Nassor Hamoud

Personal information
- Full name: Nassor Saadun Hamoud
- Date of birth: 23 March 2001 (age 25)
- Place of birth: Temeke District, Dar es Salaam Tanzania
- Position: Midfielder

Team information
- Current team: Šumadija Aranđelovac

Senior career*
- Years: Team / Apps / (Gls)
- 2017: Kagera Sugar
- 2018–2019: Tersana
- 2020: Žarkovo / 2 / (0)
- 2020–: Šumadija Aranđelovac
- 2021: → Vyškov (loan)

International career^{‡}
- 2021: Tanzania U20 / 3 / (0)

= Nassor Hamoud =

Tanzanian footballer

Nassor Saadun Hamoud (born 23 March 2001), commonly known as Nassor Hamoud, is a Tanzanian footballer who plays for Azam Football
Club in Tanzania PremierLeague .

==Club career==
In his native Tanzania Hamoud played for Kagera Sugar of the Tanzanian Premier League. From 2018 to 2020 he played for Tersana SC of the Egyptian Second Division.
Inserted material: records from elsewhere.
PR #319, opened 2025-05-13
Fixing the sdist install and adding better project information

bpronan:
Attempting to address the `sdist` problems. For an sdist build, the pyproject.toml gets copied to the root directory of the repo and edited to include the manifest location. We need to refer to the `python` directory from the context of the root directory of the repo.

Note: this doesn't appear to have any affect on the wheel behavior or setup.

Local testing with the following now works:
```
cd hf_xet
maturin sdist

cd <anywhere>
cp <xet-core dir>/hf_xet/target/wheels/hf_xet-1.1.1.tar.gz .
tar -xvzf hf_xet-1.1.1.tar.gz
cd hf_xet-1.1.1
maturin build
```

### DIFF
--- a/hf_xet/pyproject.toml
+++ b/hf_xet/pyproject.toml
@@ -5,16 +5,26 @@ build-backend = "maturin"
 [project]
 name = "hf-xet"
 requires-python = ">=3.8"
+description = "Fast transfer of large files with the Hugging Face Hub."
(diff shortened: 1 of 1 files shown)


jgodlew (approved):

rajatarya:
Love to see this, yay!

PR #320, opened 2025-05-13
download terms once and write where needed

assafvayner:
Fix XET-493

Changes the parallel download process to download each fetch info term only once ever and write all terms fulfilled by it at once.


jgodlew (approved):
Overall, looks good!

PR #323, opened 2025-05-14
Add incremental upload progress and total bytes to progress tracking.

hoytak:
This PR adds the ability for the completion tracker to report xorb uploading incrementally, with file progress within the xorb being updated in proportion to how many bytes of that file are in the xorb. 

In addition, it also now tracks total byte completion, so we can also report on new bytes uploaded instead of using the aggregated per-file upload speed, which can be very confusing to interpret given that deduplication is treated the same as uploading.

This PR contains the underlying machinery and tests; a future PR will connect this to hf_xet.


progress_tracking/src/lib.rs
```diff
@@ -1,7 +1,16 @@
...
 pub mod verification_wrapper;
 
-pub use update_interfaces::{
-    ItemProgressUpdater, NoOpProgressUpdater, ProgressUpdate, SimpleProgressUpdater, TrackingProgressUpdater,
-};
+pub use no_op_tracker::NoOpProgressUpdater;
+pub use progress_info::{ItemProgressUpdate, ProgressUpdate};
+
+/// The trait that a progress updater that reports per-item progress completion.
+#[async_trait::async_trait]
```
assafvayner: not a comment on the code, a reminder for when we integrate this package into the WASM code; we need to use the arch gating async_trait macro here.

progress_tracking/src/upload_tracking.rs
```diff
@@ -34,14 +41,17 @@ struct XorbDependency {
...
+
     /// Total bytes already uploaded for this file (across its xorbs).
     completed_bytes: u64,
-    /// Mapping of xorb_hash -> number of bytes of the file contained in that xorb.  Only
+
+    /// Mapping of xorb_hash -> (number of completed bytes / number of bytes of the file contained in that xorb).  Only
     /// xorbs that are not uploaded yet are tracked here.
     /// Once an xorb is uploaded, we remove it from here (and add to `completed_bytes`).
-    remaining_xorbs_parts: HashMap<MerkleHash, u64>,
+    remaining_xorbs_parts: HashMap<MerkleHash, (u64, u64)>,
```
assafvayner: instead of (u64, u64) would prefer a struct with named fields for readability. Also the comment may need to be updated, could just be replace `/` (looks like dividing to me) with `,` or better yet named fields

assafvayner (approved):

progress_tracking/src/upload_tracking.rs
hoytak: Changed to named fields.

PR #325, opened 2025-05-14
SDist fix v2

bpronan:
The original approach for building our `sdist` package [didn't work](https://github.com/huggingface/xet-core/actions/runs/15026118241/job/42227177543). Shifting the workaround to a post-process step in the sdist package build step.

Note: maturin caches pretty aggressively, so it matters whether it's tested on a clean platform.


.github/workflows/release.yml
```diff
@@ -184,15 +184,23 @@ jobs:
...
       - name: Build sdist
         uses: PyO3/maturin-action@v1
         with:
           command: sdist
           args: --out dist
           working-directory: hf_xet
+      - name: Patch sdist
+        run: |
+          pushd hf_xet/dist
+          DISTFILE=$(ls | grep hf_xet-)
```
rajatarya: I am always nervous with this type of shell command getting assigned to a variable.

Instead, can this be `hf_xet-$VERSION.tar.gz` or something like that? That feels more deterministic to other files being listed in the dist directory.

bpronan: Using `$VERSION` won't work here for two reasons:
1. it's in cargo format, eg `1.1.1-rc0` while the tar file is in python format `1.1.1rc0`.
2. we don't always have a version since this action can runs on checkin to the main branch. 

So, we would have to extract the version from `Cargo.toml` and mutate it to be sure this will work for all cases. The extraction is tricky in just bash. It can be done, but I may not get to it this afternoon.

rajatarya: OK how about a compromise of making sure only one value, something like:

```
DISTFILE=$(ls -tr | grep hf_xet- | head -n 1) 
```

or use `tail -n 1` if you want the final value if the list contains multiple values.

rajatarya (approved):

rajatarya (approved):

PR #327, opened 2025-05-15
Back out streaming upload of xorb.

hoytak:
Currently, the streaming upload of the xorb breaks the upload path due to attempts to clone the stream for retries.  

Backing this change out until we find a different solution for incremental progress reporting.


assafvayner (approved):
Do we still have a progress update on the full xorb upload finished?

hoytak:
Yes, xorb completion is still reported.   This happens at a higher level.

PR #329, opened 2025-05-15
add retry on range download

assafvayner:
fix XET-567

This PR adds the retry mechanism on downloading a range from CF/S3 for when an error occurs reading or parsing the body.
The upload is handled by reverting a change to reintroduce retries on a clonable body PR #328.


assafvayner:
closing in favor of #331

PR #330, opened 2025-05-15
Extracting debug symbols from wheels

bpronan:
To reduce the binary size, we are extracting the debug symbols from our wheel packages. For windows and mac, we can use cargo to output the debug symbols. For Linux, we are stripping them out as a post processing step. This can reduce our installed binary size by 20-80MB depending on the platform.


hoytak (approved):
Looks fine to me....  If it works, it works.

PR #331, opened 2025-05-15
add retries on body read errors during download

assafvayner:
fix XET-567

This PR adds the retry mechanism on downloading a range from CF/S3 for when an error occurs reading or parsing the body.
The upload is handled by reverting a change to reintroduce retries on a clonable body PR https://github.com/huggingface/xet-core/pull/328.

### DIFF
--- a/cas_client/src/download_utils.rs
+++ b/cas_client/src/download_utils.rs
@@ -2,6 +2,11 @@ use std::collections::HashMap;
 use std::sync::{Arc, Mutex, RwLock};
 use std::time::{Duration, Instant};
 
+use crate::error::{CasClientError, Result};
+use crate::http_client::{Api, BASE_RETRY_DELAY_MS, BASE_RETRY_MAX_DURATION_MS, NUM_RETRIES};
+use crate::remote_client::{get_reconstruction_with_endpoint_and_client, PREFIX_DEFAULT};
+use crate::OutputProvider;
+use cas_object::error::CasObjectError;
 use cas_types::{CASReconstructionFetchInfo, CASReconstructionTerm, ChunkRange, FileRange, HexMerkleHash, Key};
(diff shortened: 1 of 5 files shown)


cas_client/src/download_utils.rs
```diff
@@ -360,6 +362,25 @@ pub(crate) async fn get_one_term(
     Ok(data)
 }
 
+struct ChunkRangeDeserializeFromBytesStreamRetryCondition;
+
+impl tokio_retry::Condition<CasClientError> for ChunkRangeDeserializeFromBytesStreamRetryCondition {
+    fn should_retry(&mut self, err: &CasClientError) -> bool {
+        // we only care about retrying some error yielded by trying to deserialize the stream
```
seanses, line 369: This can't handle this case: https://github.com/huggingface/huggingface_hub/issues/3036#issuecomment-2837721585, which comes from `send()`

jgodlew (approved):
LGTM!

cas_client/src/download_utils.rs
assafvayner: that should be handled by the retry middleware on the client

seanses: Hmm.. The message says `kind: Request` and the [implementation](https://github.com/TrueLayer/reqwest-middleware/blob/591ab444ec58b0e241724fef8a76a655dcaafdbc/reqwest-retry/src/retryable_strategy.rs#L151) on Request kind is only to retry on `hyper_error.is_incomplete_message() || hyper_error.is_canceled()` or if the underlying I/O error is `std::io::ErrorKind::ConnectionReset | std::io::ErrorKind::ConnectionAborted`, but not including `hyper::Error(ChannelClosed)`

seanses (approved):

PR #332, opened 2025-05-15
Fix release build issues

bpronan:
There were a number of issues with #330 that didn't show up in local dev testing that showed up in github actions:

1. Mac, Win: building with a target on mac and windows placed the debug symbols in a different place (rust quirk)
2. Linux: the output folder by maturin didn't have write permissions for the user (maturin runs as sudo)
3. Linux: objcopy does not work on aarch64 (you need to install an aarch64 version of binutils) 
4. sdist: the path was broken (the path for `ls` was wrong)

### DIFF
--- a/.github/workflows/release.yml
+++ b/.github/workflows/release.yml
@@ -258,7 +258,7 @@ jobs:
       - name: Patch sdist
         run: |
           pushd hf_xet/dist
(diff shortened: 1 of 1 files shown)


jgodlew (approved):
:shipit:

rajatarya (approved):

PR #333, opened 2025-05-16
Incremental progress on upload_xorb with retry_wrapper

hoytak:
This PR implements incremental progress reporting on the upload_xorb function, reporting progress every 512KB of data uploaded.  

In addition, errors are retried using the same retry policy as the other clients.  To get around Body::wrap_stream preventing retries due to cloning failing, this PR adds a simple retry wrapper utility that allows the entire request to be retried instead of doing it as part of the middleware layer.

### DIFF
--- a/cas_client/Cargo.toml
+++ b/cas_client/Cargo.toml
@@ -38,6 +38,7 @@ heed = "0.11"
 futures = "0.3.31"
 derivative = "2.2.0"
 more-asserts = "0.3.1"
+http-body = "1"
 
 [dev-dependencies]
 rand = "0.8.5"
--- a/cas_client/src/http_client.rs
+++ b/cas_client/src/http_client.rs
@@ -96,6 +96,22 @@ pub fn build_auth_http_client<R: RetryableStrategy + Send + Sync + 'static>(
         .build())
 }
 
+/// Builds authenticated HTTP Client to talk to CAS.
+pub fn build_auth_http_client_no_retry(
+    auth_config: &Option<AuthConfig>,
+    session_id: &str,
+) -> Result<ClientWithMiddleware, CasClientError> {
+    let auth_middleware = auth_config.as_ref().map(AuthMiddleware::from).info_none("CAS auth disabled");
+    let logging_middleware = Some(LoggingMiddleware);
+    let session_middleware = (!session_id.is_empty()).then(|| SessionMiddleware(session_id.to_owned()));
+    let reqwest_client = reqwest::Client::builder().build()?;
+    Ok(ClientBuilder::new(reqwest_client)
+        .maybe_with(auth_middleware)
+        .maybe_with(logging_middleware)
+        .maybe_with(session_middleware)
+        .build())
+}
+
 /// Builds HTTP Client to talk to CAS.
 /// Includes retry middleware with exponential backoff.
 pub fn build_http_client<R: RetryableStrategy + Send + Sync + 'static>(
--- a/cas_client/src/http_client.rs
+++ b/cas_client/src/http_client.rs
@@ -129,18 +129,27 @@ pub fn build_http_client<R: RetryableStrategy + Send + Sync + 'static>(
         .build())
 }
 
+/// RetryStrategy
+pub fn get_retry_policy_and_strategy<R: RetryableStrategy + Send + Sync>(
+    config: RetryConfig<R>,
+) -> (ExponentialBackoff, R) {
+    (
+        ExponentialBackoff::builder()
+            .retry_bounds(
+                Duration::from_millis(config.min_retry_interval_ms),
+                Duration::from_millis(config.max_retry_interval_ms),
+            )
+            .build_with_max_retries(config.num_retries),
+        config.strategy,
+    )
+}
+
 /// Configurable Retry middleware with exponential backoff and configurable number of retries using reqwest-retry
 fn get_retry_middleware<R: RetryableStrategy + Send + Sync>(
     config: RetryConfig<R>,
 ) -> RetryTransientMiddleware<ExponentialBackoff, R> {
-    let retry_policy = ExponentialBackoff::builder()
-        .retry_bounds(
-            Duration::from_millis(config.min_retry_interval_ms),
-            Duration::from_millis(config.max_retry_interval_ms),
-        )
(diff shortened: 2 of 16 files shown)


cas_client/src/http_client.rs
```diff
@@ -96,6 +96,22 @@ pub fn build_auth_http_client<R: RetryableStrategy + Send + Sync + 'static>(
         .build())
 }
 
+/// Builds authenticated HTTP Client to talk to CAS.
+pub fn build_auth_http_client_no_retry(
```
assafvayner, line 100: I don't think this is really necessary to use, it's fine to use the retry-middleware enabled client on all requests, it just won't actually retry when it's not able to due to a single use provided request body.

cas_client/src/remote_client.rs
```diff
@@ -158,19 +162,27 @@ impl UploadClient for RemoteClient {
...
+
+                let response = retry_wrapper(
+                    move || {
+                        let upload_stream = upload_stream.clone_with_reset();
+                        let url = url.clone();
+
+                        client
+                            .post(url)
+                            .with_extension(Api("cas::upload_xorb"))
+                            .header(CONTENT_LENGTH, HeaderValue::from(n_upload_bytes)) // this line took WAY too long to figure out
```
assafvayner: remove the comment?

Also do we need to set this header explicitly, presumably it was previously set implicitly by reqwest when we were uploading a full byte slice as the body

cas_client/src/retry_utils.rs
assafvayner, line 1: In #331  I already added the use of tokio_retry, I would prefer if we could just use it here again rather than write our own version of this to re-use reqwest-retry, find to just reuse the constants IMO than match the exact code path to provide the config IMO. Arguably we could set different constants too.

cas_client/Cargo.toml
```diff
@@ -38,6 +38,7 @@ heed = "0.11"
 futures = "0.3.31"
 derivative = "2.2.0"
 more-asserts = "0.3.1"
+http-body = "1"
```
assafvayner: is this actually used anywhere? may need to remove

cas_client/src/remote_client.rs
hoytak: It was set then, but because we are using a stream it must be set explicitly.

cas_client/src/retry_utils.rs
hoytak: Unfortunately, with the use of the the stream upload, we can't implement retry in the middleware layer. 

One thought would be to convert everything to this method and not have the retry happen in the middleware layer, which also make it easy to also retry on json parsing errors...

cas_client/src/http_client.rs
hoytak: Unfortunately, that's a no-go.  If retry middleware is enabled, then the body value must be cloneable and streams are not.

cas_client/src/retry_utils.rs
assafvayner: I would still slightly prefer to use tokio_retry rather than maintain our own utility. I don't feel all that strongly about it, but you essentially re-implemented pieces of it but instead using the reqwest-retry strategy.

@jgodlew I think you authored the original (pre-HF) retry mechanic, do you have any opinions?

hoytak: I'm open to converting it to use tokio_retry, but doing it that way requires a different policy type than how we specify things now.  It's doable to roughly convert it over, but I did it this way for consistency with the current approach. 

In general, I would be quite open to using tokio_retry here and only having the tokio retry policy here, dropping the reqwuest_middleware layer from everything and just using this function.   (We could easily add a version that also tried to parse the contents and retry on EOF there too).

cas_client/src/retry_utils.rs
```diff
@@ -0,0 +1,64 @@
...
+
+    for attempt in 0.. {
+        let result = create_request().await;
+
+        // Do we retry?
+        if result.is_err() && matches!(strategy.handle(&result), Some(Retryable::Transient)) {
+            // Does our retry count / timing policy allow us to retry, and when?
+            if let RetryDecision::Retry { execute_after } = retry_policy.should_retry(start_time, attempt) {
+                // Retry after system time is a specific value.
+                if let Ok(wait_dur) = execute_after.duration_since(SystemTime::now()) {
```
assafvayner, line 53: is it a real error if this returns an error?

assafvayner (approved):
Generally looks good, I'm a bit cautious about having our own retry utility, but we can go back and modify it over time, also to use it in more places

cas_client/src/retry_utils.rs
jgodlew: I don't have a strong preference here. I think it is fine to build our own for now to keep the policies consistent with the retry middleware used within a request instead of maintaining some adapter between the reqwest retry config and the tokio retry config. 

However, I do think that eventually, we may want to move the retry out of the middleware and move to tokio_retry (seems that we used that in xetdata's xet-core). I am fine with that being a separate PR though.

cas_client/src/retry_utils.rs
```diff
@@ -0,0 +1,64 @@
...
+                }
+                continue;
+            }
+        }
+
+        return result;
+    }
+
+    unreachable!("Retry loop should exit via return on success or final failure");
+}
```
jgodlew, line 72: I would like to see some unit tests for the `retry_wrapper` to make sure that it retries as expected.

jgodlew (approved):
Overall looks good. We should probably have some more unit testing on the retry_wrapper though.

cas_client/src/retry_utils.rs
hoytak: It means that now is after the execute_after time, which means we should just go ahead and execute it.

cas_client/src/retry_utils.rs
hoytak: I tried to create unit tests for it using a mock, but there isn't a straightforward way to create a Response object outside of reqwest creating it so I gave up.  I can look deeper. .

assafvayner: rather than make the retry specific to reqwest's Request + Response, can you make it generic? Pass in something that generates a future that returns a response after it has been validated for the upload retry case

PR #2864, opened 2026-07-18
feat(routing): server-side smart routing via external routes:select gateway

lilly-luo:
## Related issue

N/A

The next PR #2867 updates the client-side LLM router to use the Routing API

In February 2020 he made the jump to Europe and signed for OFK Žarkovo of the Serbian First League for the 2019–20 season on a two-year contract. In total, he made two league appearances for the club with his debut coming on 30 May 2020 against FK Zlatibor Čajetina. He then switched to FK Šumadija Aranđelovac before being loaned out to MFK Vyškov in 2021.

==International career==
Hamoud was named to Tanzania's squad for the 2021 Africa U-20 Cup of Nations and appeared in all three of the team's matches. In March 2021 Hamoud was named as one of the few foreign-based players on Kim Poulsen's provisional roster for two senior friendlies against Kenya. In May the same year, he was again included in the provisional squad for a friendly against Malawi but did not make the final roster.